RECORD SET.
PR #3683, opened 2025-02-21
fix: remove source maps for prod build

veelenga:
# Description

Source maps are useful for debugging by linking compiled code back to its original source but pose security risks when deployed in production. 

# Checklist:

### DIFF
--- a/package.json
+++ b/package.json
@@ -12,7 +12,7 @@
     "build:custom-js": "esbuild spec/dummy/app/javascript/*.js --bundle --sourcemap --minify --outdir=app/assets/builds",
     "build:css": "tailwindcss -i ./app/assets/stylesheets/avo.base.css -o ./app/assets/builds/avo.base.css --postcss",
     "prod:build": "yarn prod:build:js && yarn prod:build:css",
-    "prod:build:js": "esbuild app/javascript/*.js --bundle --sourcemap --minify --outdir=public/avo-assets",
+    "prod:build:js": "esbuild app/javascript/*.js --bundle --minify --outdir=public/avo-assets",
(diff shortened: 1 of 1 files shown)


adrianthedev:
Hey @veelenga.

I understand why you send this PR.

The thing is that the files are still being pushed to the server. If there's a bad actor they can unminify the files quite easily using an LLM (they are pretty good at that).

Removing sourcemaps will also make it more difficult to debug issues.

We're not going to merge this right now.

Thanks for understanding.

veelenga:
Thanks for the clarification.

Do you have any recommendations on how to prevent Avo's sourcemap from being included in our final product? I understand the value of sourcemaps for debugging within your own applications, but it doesn’t have any sense for them to be part of an app that you, as the Avo developer, don’t have access to debug.

veelenga:
@adrianthedev just to clarify, this is reported as a part of penetration testing, which makes sense to me because it violates the security practices. 

I tried different ways on my own to disable Avo's sourcemaps during the assets compilation steps, but it looks very hacky. 

Would you guys be able to provide any recommendation how it can be disabled?

adrianthedev:
Hey @veelenga.

We didn't take that decision by ourselves.
We had a conversation with our [security partners](https://greenhats.com/) and they concurred.
They gave us a few reasons why they advised against this change:
1. The code can be unminified quite easily
2. The code is open source (so un-minified from the start)
3. This will make it more difficult to debug code for the rest of our users

That being said, you still can have your source maps removed from your Avo apps.
The approach is to have a rake task run after the asset precompile step (or another step that better suits your deployment tactic), go into your app (probably `Rails.root_path.join('public', 'avo-assets', FIND_THE_SOURCEMAP_FILE)`) and remove it.
This task should automatically run on every deploy.

Let us know if you need more assistance with this.

PR #118, opened 2024-09-23
Fix PlacedTile immutability assumption in board.DeepClone()

Jackenmen:
Before meeple removal was added (#55), `PlacedTile` was considered immutable. This already needed to be fixed in `Game.PlayTurn()` (#106) but today I found another place where this assumption was made but is no longer correct.

Ideally, I would actually prefer to remove the mutation of `PlacedTile` by updating `RemoveMeeple()` to modify a clone of the tile but that is not as easy to do - we'd need to update both `board.tiles` and `board.tilesMap` (the former requires search) as well as ensure that any code looking up the tile once (probably just `board.ScoreMeeples()`) is changed to look the tile up again *if* it performed meeple removal. In short: not worth it.

The key part is https://github.com/YetAnotherSpieskowcy/Carcassonne-Engine/pull/118/commits/571610c23c82ba731c7779520d5dbde47cb3140f
The other commits are adding tests and improving existing game/board split to make those tests viable - having to remove the meeples on the game side of things is a weird design choice.

### DIFF
--- a/pkg/game/board.go
+++ b/pkg/game/board.go
@@ -306,6 +306,11 @@ func (board *board) roadCanBePlaced(checkedTile elements.PlacedTile, checkedRoad
 	return true
 }
 
+// Add a tile to the board and propagate feature completion
+// to other tiles on the board (including meeple removal).
+//
+// Anything not managed by the board, such as players, will need to be updated
+// by the caller.
 func (board *board) PlaceTile(tile elements.PlacedTile) (elements.ScoreReport, error) {
 	err := board.addTileToBoard(tile)
 	if err != nil {
@@ -314,6 +319,8 @@ func (board *board) PlaceTile(tile elements.PlacedTile) (elements.ScoreReport, e
 	return board.checkCompleted(tile), nil
 }
 
+// Add a tile to the board without propagating feature completion to
+// other tiles on the board or removing meeples.
 func (board *board) addTileToBoard(tile elements.PlacedTile) error {
 	if board.TileCount() == cap(board.tiles) {
 		return errors.New("Board's tiles capacity exceeded, logic error?")
--- a/pkg/game/board.go
+++ b/pkg/game/board.go
@@ -337,8 +337,8 @@ func (board *board) PlaceTile(tile elements.PlacedTile) (elements.ScoreReport, e
 	board.updateValidPlacements(tile)
 	board.tiles[actualIndex] = tile
 	board.tilesMap[tile.Position] = tile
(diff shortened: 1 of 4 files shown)


pkg/game/board.go
```diff
@@ -73,9 +72,23 @@ func NewBoard(tileSet tilesets.TileSet) elements.Board {
...
+		tile = tile.DeepClone()
+		tilesMap[pos] = tile
+	}
+	board.tilesMap = tilesMap
+
+	tiles[0] = board.tiles[0]
+	for i, tile := range board.tiles {
+		if tile.Position.X() == 0 && tile.Position.Y() == 0 {
+			continue
+		}
```
Kaszana102, line 88: Is it possible to simply check if i==0, or before loop create shallow copy, without first tile? To ignore checking if starting tile in every iteration.

pkg/game/board.go
```diff
@@ -358,20 +375,20 @@ func (board *board) updateValidPlacements(tile elements.PlacedTile) {
...
 
-func (board *board) checkCompleted(
-	//revive:disable-next-line:unused-parameter Until the TODO is finished.
-	tile elements.PlacedTile,
-) (elements.ScoreReport, error) {
-	// TODO for future tasks:
-	// - identify all completed features
-	// - resolve control of the completed features
-	// - award points
+func (board *board) checkCompleted(tile elements.PlacedTile) elements.ScoreReport {
```
Kaszana102, line 378: Please add comment to this function description, that it removes meeples, but meeples count still needs to be updated using the functions result. It may not obvious, due to moving the functionality here.

Kaszana102 (changes requested):

pkg/game/board.go
Jackenmen: That's, surprisingly, not the point of this check - the `Tiles` slice is actually of fixed size (was meant to be used as a vector for the agent) and not all tiles in it are real. This is one way of checking it though there are probably some simpler ones - I could just check if `tile.Features == nil`. Either way, I should probably add a comment for this.

pkg/game/board.go
Jackenmen: I added a basic description of the `PlaceTile()` and `addTileToBoard()` methods with a note about this. I do feel it should be obvious since the board has no knowledge of players (it does not encompass them - the `Game` does) but I suppose it doesn't hurt.

Kaszana102 (approved):

BognaLew (approved):

PR #126, opened 2024-09-27
Fix checking other side of road with noside Side on start tile in road scoring

Kaszana102:


Kaszana102:
Main issue was that every side has NoSide side, so GetPlacedFeatureAtSide will return first feature with correct type, when called with NoSide value. Added check before calling it, to prevent it

pkg/game/board.go
```diff
@@ -570,7 +570,11 @@ func (board *board) scoreRoadCompletion(tile elements.PlacedTile, road feature.F
 
 	// check meeples on start tile
 	var roadLeft = tile.GetPlacedFeatureAtSide(leftSide, feature.Road)
-	var roadRight = tile.GetPlacedFeatureAtSide(rightSide, feature.Road)
+	var roadRight *elements.PlacedFeature
+	if rightSide != side.NoSide {
```
Jackenmen, line 574:
```suggestion
	// If a road doesn't connect two sides (i.e. ends in the centre)
	// then it will not have a "right" side and this variable will be 0
	if rightSide != side.NoSide {
```

Jackenmen (commented):
Looks good, I'd just like a comment added to clarify the reason for the added `if` - see the comment below.

Jackenmen (approved):

BognaLew (approved):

PROBLEM DETAILS.
Which lines of the material above hold the string "assumption"? Pull them out.

SOLUTION BELOW.
Fix PlacedTile immutability assumption in board.DeepClone()
Before meeple removal was added (#55), `PlacedTile` was considered immutable. This already needed to be fixed in `Game.PlayTurn()` (#106) but today I found another place where this assumption was made but is no longer correct.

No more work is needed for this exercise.